Work order: From the entries underneath, give the number of lines holding the word "iglucentral", without any other words.

(Saved data entries)
Start of Block
PR #1255, opened 2023-01-13
Add com.android.installreferrer.api/referrer_details/jsonschema/1-0-0 (close #1254)

matus-tomlein:
Issue #1254

Add schema for the install referrer information provided by the [Google Play Install Referrer Library](https://developer.android.com/google/play/installreferrer/library) for Android apps. The library enables mobile app install attribution by surfacing the referrer URL which led to the app being installed from the Play Store. This URL may contain `umd` or other parameters to attribute the install to a campaign.

Unfortunately, this is an Android-only feature, there is no equivalent on iOS.

Issue #1254, opened 2023-01-13
Add com.android.installreferrer.api/referrer_details/jsonschema/1-0-0


matus-tomlein:
Add schema for the install referrer information provided by the [Google Play Install Referrer Library](https://developer.android.com/google/play/installreferrer/library) for Android apps. The library enables mobile app install attribution by surfacing the referrer URL which led to the app being installed from the Play Store. This URL may contain `umd` or other parameters to attribute the install to a campaign.

Unfortunately, this is an Android-only feature, there is no equivalent on iOS.

PR #1256, opened 2023-01-30
Release R140

matus-tomlein:
This PR was done with @igneel64 and adds a new schema for `browser_context` with information tracked by the JS tracker that used to be stored in canonical event properties and also some new info (e.g., `tabId`). It also adds a new schema for `install_referrer` to be tracked on Android.

Change | Issue | Issue PR
-- | -- | --
Add com.snowplowanalytics.snowplow/browser_context/jsonschema/1-0-0 | #1249 | #1250
Add com.android.installreferrer.api/referrer_details/jsonschema/1-0-0 | #1254 | #1255

### DIFF
--- a/schemas/com.android.installreferrer.api/referrer_details/jsonschema/1-0-0
+++ b/schemas/com.android.installreferrer.api/referrer_details/jsonschema/1-0-0
@@ -1,0 +1,34 @@
+{
+	"$schema": "http://iglucentral.com/schemas/com.snowplowanalytics.self-desc/schema/jsonschema/1-0-0#",
+	"description": "Represents an install referrer details for Android apps installed from the Play Store (see https://developer.android.com/reference/com/android/installreferrer/api/ReferrerDetails)",
+	"self": {
+		"vendor": "com.android.installreferrer.api",
+		"name": "referrer_details",
+		"format": "jsonschema",
+		"version": "1-0-0"
+	},
+	"type": "object",
+	"properties": {
+		"installReferrer": {
+			"type": ["string", "null"],
+			"maxLength": 4096,
+			"description": "The referrer URL of the installed package"
+		},
+		"referrerClickTimestamp": {
+			"type": ["string", "null"],
+			"format": "date-time",
+			"description": "The timestamp when referrer click happens"
+		},
+		"installBeginTimestamp": {
+			"type": ["string", "null"],
+			"format": "date-time",
+			"description": "The timestamp when installation begins"
+		},
+		"googlePlayInstantParam": {
+			"type": "boolean",
+			"description": "Boolean indicating if the user has interacted with the app's instant experience in the past 7 days"
+		}
+	},
+	"required": ["googlePlayInstantParam"],
+	"additionalProperties": false
+}
--- a/schemas/com.snowplowanalytics.snowplow.ecommerce/promotion/jsonschema/1-0-0
+++ b/schemas/com.snowplowanalytics.snowplow.ecommerce/promotion/jsonschema/1-0-0
@@ -1,0 +1,62 @@
+{
+    "$schema": "http://iglucentral.com/schemas/com.snowplowanalytics.self-desc/schema/jsonschema/1-0-0#",
+    "description": "Schema for a promotion entity in Ecommerce",
+    "self": {
+        "vendor": "com.snowplowanalytics.snowplow.ecommerce",
+        "name": "promotion",
+        "format": "jsonschema",
+        "version": "1-0-0"
+    },
+    "type": "object",
+    "properties": {
+        "id": {
+            "description" : "The ID of the promotion.",
+            "type": "string",
+            "maxLength": 4096
+        },
+        "name": {
+            "description" : "The name of the promotion.",
+            "type": [ "string", "null" ],
+            "maxLength": 256
+        },
+        "product_ids" : {
+            "description" : "Array of SKUs or product IDs showcased in the promotion.",
+            "type" : [ "array", "null" ],
+            "items" : {
+                "type" : "string",
+                "maxLength": 4096
+            }
+        },
+        "position": {
+            "description" : "The position the promotion was presented in a list of promotions E.g. banner, slider.",
+            "type" : [
+                "integer",
+                "null"
+            ],
+            "minimum": 0,
+            "maximum": 9999999
+        },
+        "creative_id": {
+            "description" : "Identifier/Name/Url for the creative presented on the promotion.",
+            "type" : [
+                "string",
+                "null"
+            ],
+            "maxLength": 4096
+        },
+        "type": {
+            "description": "Type of the promotion delivery mechanism. E.g. popup, banner, intra-content",
+            "type": [ "string", "null" ],
+            "maxLength": 256
+        },
+        "slot": {
+            "description": "The website slot in which the promotional content was added to. E.g. Identifier for slot sidebar-1, intra-content-2",
+            "type": [ "string", "null" ],
+            "maxLength": 256
+        }
+    },
+    "required": [
+        "id"
+    ],
+    "additionalProperties": false
+}
--- a/schemas/com.snowplowanalytics.snowplow/browser_context/jsonschema/1-0-0
+++ b/schemas/com.snowplowanalytics.snowplow/browser_context/jsonschema/1-0-0
@@ -1,0 +1,81 @@
+{
+  "$schema": "http://iglucentral.com/schemas/com.snowplowanalytics.self-desc/schema/jsonschema/1-0-0#",
+  "description": "Schema for browser contexts",
+  "self": {
+    "vendor": "com.snowplowanalytics.snowplow",
+    "name": "browser_context",
+    "format": "jsonschema",
+    "version": "1-0-0"
+  },
+  "type": "object",
+  "properties": {
+    "viewport": {
+      "type": "string",
+      "maxLength": 20,
+      "description": "Viewport dimensions of the browser. Arrives in the form of WidthxHeight e.g. 1200x900."
+    },
+    "documentSize": {
+      "type": "string",
+      "maxLength": 20,
+      "description": "Document dimensions. Arrives in the form of WidthxHeight e.g. 1200x900"
+    },
+    "resolution": {
+      "type": "string",
+      "maxLength": 20,
+      "description": "Device native resolution. Arrives in the form of WidthxHeight e.g. 1200x900"
+    },
+    "colorDepth": {
+      "type": "integer",
+      "minimum": 0,
+      "maximum": 1000,
+      "description": "The number of bits allocated to colors for a pixel in the output device, excluding the alpha channel."
+    },
+    "devicePixelRatio": {
+      "type": ["number", "null"],
+      "minimum": 0,
+      "maximum": 1000,
+      "description": "Ratio of the resolution in physical pixels to the resolution in CSS pixels for the current display device."
+    },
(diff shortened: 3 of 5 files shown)


igneel64:
LGTM, just the changelog and it's great!

matus-tomlein:
@istreeter @jbeemster @paulboocock sorry for the tag, just wondering if we can move forward with the release or is there anything to address before?

istreeter (commented):
The schemas look great, I cannot find any fault in them.

But unfortunately there is a problem that is making me a bit nervous.  The RDB loader [has a bug](https://github.com/snowplow/snowplow-rdb-loader/issues/1065), in which loading to Redshift can break when new fields are added to a schema.  The bug is years old, but we are finally addressing it this quarter.

How urgent is it to get these extra fields added?  I'm wondering if it's worth waiting for a fixed RDB loader before trying to add the new fields?  Especially as `mobile_context` is such a commonly used schema.

I don't want to block this if it's urgent.  But if we go ahead and merge this, then we need to be prepared that some pipelines might need to be unstuck by re-shredding a failed batch.

matus-tomlein:
That's good to know @istreeter! I think we can wait for the RDB loader bug to be fixed. We also planned to release the mobile context changes in Q1, so hopefully we can do that right after the bug fix.

I separated the `mobile_context` schema update into release R141 that is now in a draft PR #1258. Kept here just the new schemas for `browser_context` and `install_referrer`.

istreeter (approved):

igneel64:
@istreeter Can you please take a look at three new schemas that have been included in the release ? _(the ecommerce ones)_

schemas/com.snowplowanalytics.snowplow.ecommerce/promotion/jsonschema/1-0-0
```diff
@@ -0,0 +1,62 @@
...
+            "maxLength": 4096
+        },
+        "name": {
+            "description" : "The name of the promotion.",
+            "type": [ "string", "null" ],
+            "maxLength": 256
+        },
+        "product_ids" : {
+            "description" : "Array of SKUs or product IDs showcased in the promotion.",
+            "type" : [ "array", "null" ],
```
istreeter, line 24: Just so you know, the way we handle arrays in redshift is non-ideal.  The `product_ids` column will be a VARCHAR column with max length 65535.  We serialize the array of strings as a JSON array and load it into the VARCHAR column.

If the serialized array exceeds 65535 characters, then the string gets truncated.  So it's possible the column contains a value like this (although longer):

```
["Lorem", "ipsum", "d
```

Having said that, load of Iglu Central schemas contain array fields already.  So I don't suggest you change anything.  Just be aware of it when it comes to data modelling.

istreeter (commented):
The new ecommerce schemas look good too.

schemas/com.snowplowanalytics.snowplow.ecommerce/promotion/jsonschema/1-0-0
igneel64: @emielver Are we ok with that ?

rlh1994: I think that should be fine, if anyone does every encounter this issue we could do some specific string processing on it for redshift, but we don't do anything for other columns at the moment so we should be okay.

schemas/com.snowplowanalytics.snowplow.ecommerce/refund/jsonschema/1-0-0
```diff
@@ -0,0 +1,43 @@
...
+        "currency": {
+            "description" : "The currency in which the product is being priced (ISO 4217).",
+            "type" : "string",
+            "maxLength": 3,
+            "minLength": 3
+        },
+        "refund_amount" : {
+            "type": "number",
+            "description": "The monetary amount refunded.",
+            "multipleOf": 0.01,
```
miike, line 26: Nit: There are currencies (the dinar) with three decimal places. I think we are safe to remove `multipleOf` here.

schemas/com.snowplowanalytics.snowplow/browser_context/jsonschema/1-0-0
```diff
@@ -0,0 +1,81 @@
...
+    },
+    "resolution": {
+      "type": "string",
+      "maxLength": 20,
+      "description": "Device native resolution. Arrives in the form of WidthxHeight e.g. 1200x900"
+    },
+    "colorDepth": {
+      "type": "integer",
+      "minimum": 0,
+      "maximum": 1000,
```
miike, line 30: If we bump this down to 128 we can take advantage of SMALLINT (2 bytes) in Redshift.

schemas/com.snowplowanalytics.snowplow/browser_context/jsonschema/1-0-0
```diff
@@ -0,0 +1,81 @@
...
+  "description": "Schema for browser contexts",
+  "self": {
+    "vendor": "com.snowplowanalytics.snowplow",
+    "name": "browser_context",
+    "format": "jsonschema",
+    "version": "1-0-0"
+  },
+  "type": "object",
+  "properties": {
+    "viewport": {
```
miike, line 12: Any risk that some of these might be nullable in a headless browser?

schemas/com.android.installreferrer.api/referrer_details/jsonschema/1-0-0
```diff
@@ -0,0 +1,36 @@
...
+		"installReferrer": {
+			"type": ["string", "null"],
+			"maxLength": 4096,
+			"description": "The referrer URL of the installed package"
+		},
+		"referrerClickTimestampSeconds": {
+			"type": "integer",
+			"minimum": 0,
+			"maximum": 9223372036854775807,
+			"description": "The timestamp in seconds when referrer click happens"
```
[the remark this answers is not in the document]
matus-tomlein: That's a good point, I originally wanted to keep it in the same format as the Android APIs provides the timestamps, but actually why not make them easier to consume. Changed the timestamps to date-time formatted strings.

schemas/com.snowplowanalytics.snowplow/browser_context/jsonschema/1-0-0
igneel64: I cannot think of a screen for a few years that will have 128-bit color depth, except if it is a browser bug. Considering this will be a highly used context, I think the tradeoff could be worth it.
Will change.

schemas/com.snowplowanalytics.snowplow.ecommerce/refund/jsonschema/1-0-0
igneel64: Really good observation. AFAIK we use this in other places which has some efficiencies (a [past comment](https://github.com/snowplow/iglu-central/pull/1243/files#r1048228802)), but does that mean we cannot take advantage of multipleOf for monetary values ? _There are some other places that I saw this pattern used in the past._

I will remove it.

schemas/com.snowplowanalytics.snowplow/browser_context/jsonschema/1-0-0
igneel64: On headless browsers there are some default values e.g. for pptr it is 800x600. I am not sure it could be made null since it is part of the CDP and can only be initiated with a number _(in normal circumstances)_.

We can be more lenient and make it nullable but not sure if we are being too cautious and allowing for exceptional cases to slip in the data and not the bad rows. WDYT ?

miike: Probably too cautious, let's leave as is I think.

schemas/com.snowplowanalytics.snowplow/browser_context/jsonschema/1-0-0
miike: Yeah, and if it's a bug in a browser I think we probably want to generate a failed event anyway.

schemas/com.snowplowanalytics.snowplow.ecommerce/refund/jsonschema/1-0-0
miike: We could maybe go to 3 decimal places but it is a fair bit of an edge case, and limiting the scale of a decimal is useful in terms of storage, and we do want to make sure that for currencies that schemaddl results in a decimal, rather than a float.

schemas/com.snowplowanalytics.snowplow/browser_context/jsonschema/1-0-0
igneel64: Re:
Checked our database column translation docs and seems to be fine since the value is less than `32767`.

image

schemas/com.snowplowanalytics.snowplow.ecommerce/refund/jsonschema/1-0-0
igneel64: @istreeter We need your input here on if it will play well to set the multipleOf attribute to `0.001` for our monetary values.

Could we also for the future plan to change the multipleOf attributes from `0.01` to `0.001` ?

istreeter: I definitely recommend multiple of _something_ so that it gets stored as a decimal type.  It is not safe to change the multipleOf in a patch release of the schema, so it is important to think about this carefully for the 1-0-0 schema.

**For Databricks/parquet**: either of these combinations will be stored as a 32 bit decimal value:

```
multipleOf: 0.01
maximum: 9999999

-- or --

multipleOf: 0.001
maximum: 999999
```

You can of course use a larger maximum, and it will get stored as a 64 bit value.  Which is probably OK.

**For BigQuery**: all decimals are stored as 64 bit decimals, so everything from above still applies, but it is less important to limit the maximum.

**For Redshift**: This is disappointing and you won't like it:

- For `multipleOf: 0.01` we store it as a 64 bit decimal value ([link](https://github.com/snowplow/schema-ddl/blob/0.17.1/modules/core/src/main/scala/com.snowplowanalytics/iglu.schemaddl/redshift/generators/TypeSuggestions.scala#L92-L93))
- For multiple of _any other value_ (e.g. of 0.001) then it gets stored as a Double :(

So it seems you need to choose... either multipleOf 0.01 and then you get nice behaviour in all warehouses.  Or multipleOf 0.01, and then you get nice behaviour in most warehouses except for Redshift.

istreeter: I was thinking a bit more... I think we could safely update schema-ddl so it nicely handles `multipleOf: 0.001` for Redshift and BigQuery.  To get the benefit of the change, pipelines will need to be updated to a new version of RDB loader or BQ loader, before starting to send events with this schema.

Let me know if you want us to work on this small change.

matus-tomlein: I have moved the `refund` schema into R141 (PR #1258) to be released after this issue is resolved.

matus-tomlein:
@miike can you please take another look? We have moved the `refund` schema into R141 so there shouldn't be any more blockers for releasing this.

miike:
I'm happy with this.

cc'ing @jbeemster to help out with getting this released.

miike (approved):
End of Block
Task solution: 3